**Raw data**.
PR #4611, opened 2023-01-16
Add power monitor python script

nikwit:
## Proposed changes

Adds python functions that compute the modal coefficients of any tensor field from volume data. These can then be used to write power monitors that can be viewed in Paraview.


nilsvu:
Cool! From a first glance it looks like this could simplify significantly (down to just a kernel that computes the power monitors) by using the `ApplyPointwise` script that was merged today: #4561. My understanding is that you're writing a scalar for every direction, so you could return a tnsr.I from the kernel and ApplyPointwise handles all the IO (and soon also the parallelization) for you. What do you think?

On second thought we need to iterate element-wise and pass the Mesh here, which ApplyPointwise doesn't do yet. I could add that capability quickly (was going to wait after #4605 to compute derivatives but can do it now too). Or I refactor your script once that capability is in. Thoughts?

nikwit:
We can just keep this PR open until ypu have merged those changes if you like.

nilsvu:
#4646 is now open. It allows to do this:

```sh
spectre apply-pointwise H5FILES -d element_data \
  -k spectre.Visualization.power_monitors_volume \
  -i tensor_component=Shift_x
```

My suggestion is that you write this function with bindings (maybe in src/Visualization/):

```cpp
template <size_t Dim>
tnsr::I<DataVector, Dim> power_monitors_volume(
  const DataVector& tensor_component, const Mesh<Dim>& mesh) {
    // Expand the power monitors over the volume data
}
```

This gives you all the IO, the CLI, etc for free.

nikwit:
Well that is exactly what @guilara added in #4622, no?

nilsvu:
No we need to expand the modes over the volume like you did in this PR and return a tensor.

guilara:
Hi. The function that I added doesn't fill the volume. it returns an array of size N_x + N_y + N_z, not the product of these. What do you mean precisely @nilsvu by 'expanding the modes in the volume' ? Taking some tensor product of the different directions?

nilsvu:
@guilara and I talked about this today in a call and came to the conclusion that the main thing we need is a function to estimate the truncation error from power monitors. Then we can generate volume data by setting each component of a vector over the grid of an element to the constant truncation error in that dimension.

nikwit:
The volume data is very simulation dependent. For example one could return the magnitude of the highest coefficient or the magnitude of the second highest coefficient. It's impossible to know unless the user checks which modes are affected by the filter. Also, if your solution is decreasing at larger radii it is more useful to return the range that the coefficients cover e.g. log(coef[0]) - log(coefs[-1]) which will tell you how many orders of magnitude are spanned by the solution but it might be very unexpected to get the answer as a log.

This is why I left this function to be specified by the user as `coef_func` in the current implementation and added a description of finding a sensible function as docstring to `write_resolution_data`. Can the user maybe easily write the function themselves with a lambda in the CLI?

nilsvu:
What you're describing is the problem of estimating the truncation error. There's a method described in the Szilagy paper that uses the unfiltered modes. @guilara is implementing a simpler method that was implemented in dg-charm (the pre-spectre prototype). We may have to use unfiltered data for AMR, or cut away the filtered modes. Either way, we need a truncation error function implemented on the C++ side, and then we can use it in pybindings too. I added capability to #4646 to expand a list of doubles over the volume of each element. That should help visualize the truncation error one we have it.

nikwit:
ok, I'm not sure how to proceed here. Given that the trunction error functions will be pretty much 2 lines., should I just add a few sensible choices to the C++ side?

nilsvu:
I think the pybindings in #4725 cover what's missing to visualize a truncation error estimate in 3d. If that's all you need then I think you can close this PR. If there's anything else I didn't think of then let me know!

PR #4614, opened 2023-01-17
Add stream operator for MortarData

kidder:
### Code review checklist

  Then open `index.html`.
  `new feature` if appropriate.


nilsdeppe (approved):
I don't think we need to stream about the Jacobian values for Gauss points, but it might prove useful for debugging. I'd say delay that as long as possible, since Kyle's BoundaryMessage stuff will eventually leak into this code.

**Task objective**. Note each line of the entries that has "useful" in it, and copy those lines.

**Finished task**.
The volume data is very simulation dependent. For example one could return the magnitude of the highest coefficient or the magnitude of the second highest coefficient. It's impossible to know unless the user checks which modes are affected by the filter. Also, if your solution is decreasing at larger radii it is more useful to return the range that the coefficients cover e.g. log(coef[0]) - log(coefs[-1]) which will tell you how many orders of magnitude are spanned by the solution but it might be very unexpected to get the answer as a log.
I don't think we need to stream about the Jacobian values for Gauss points, but it might prove useful for debugging. I'd say delay that as long as possible, since Kyle's BoundaryMessage stuff will eventually leak into this code.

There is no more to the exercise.